BEGIN
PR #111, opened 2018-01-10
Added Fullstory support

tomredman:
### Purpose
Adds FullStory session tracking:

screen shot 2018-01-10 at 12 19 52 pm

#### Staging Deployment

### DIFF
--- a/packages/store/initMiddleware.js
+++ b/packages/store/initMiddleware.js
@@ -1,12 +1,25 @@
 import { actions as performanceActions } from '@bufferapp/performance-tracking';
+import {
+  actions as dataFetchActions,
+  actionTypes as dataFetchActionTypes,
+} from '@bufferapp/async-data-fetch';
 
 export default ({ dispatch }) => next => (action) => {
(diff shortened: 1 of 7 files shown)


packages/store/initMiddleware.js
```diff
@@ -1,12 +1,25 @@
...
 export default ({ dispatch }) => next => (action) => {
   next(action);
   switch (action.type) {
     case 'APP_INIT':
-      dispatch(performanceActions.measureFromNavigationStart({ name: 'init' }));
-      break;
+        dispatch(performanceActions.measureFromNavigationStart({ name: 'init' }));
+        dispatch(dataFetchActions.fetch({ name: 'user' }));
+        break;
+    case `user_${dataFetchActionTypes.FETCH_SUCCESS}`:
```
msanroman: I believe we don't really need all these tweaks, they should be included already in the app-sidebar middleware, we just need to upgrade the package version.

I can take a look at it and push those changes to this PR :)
END
▶ TASK:
Once more, print every line of the material exactly.

▶ FINISHED EXERCISE:
PR #111, opened 2018-01-10
Added Fullstory support

tomredman:
### Purpose
Adds FullStory session tracking:

screen shot 2018-01-10 at 12 19 52 pm

#### Staging Deployment

### DIFF
--- a/packages/store/initMiddleware.js
+++ b/packages/store/initMiddleware.js
@@ -1,12 +1,25 @@
 import { actions as performanceActions } from '@bufferapp/performance-tracking';
+import {
+  actions as dataFetchActions,
+  actionTypes as dataFetchActionTypes,
+} from '@bufferapp/async-data-fetch';
 
 export default ({ dispatch }) => next => (action) => {
(diff shortened: 1 of 7 files shown)


packages/store/initMiddleware.js
```diff
@@ -1,12 +1,25 @@
...
 export default ({ dispatch }) => next => (action) => {
   next(action);
   switch (action.type) {
     case 'APP_INIT':
-      dispatch(performanceActions.measureFromNavigationStart({ name: 'init' }));
-      break;
+        dispatch(performanceActions.measureFromNavigationStart({ name: 'init' }));
+        dispatch(dataFetchActions.fetch({ name: 'user' }));
+        break;
+    case `user_${dataFetchActionTypes.FETCH_SUCCESS}`:
```
msanroman: I believe we don't really need all these tweaks, they should be included already in the app-sidebar middleware, we just need to upgrade the package version.

I can take a look at it and push those changes to this PR :)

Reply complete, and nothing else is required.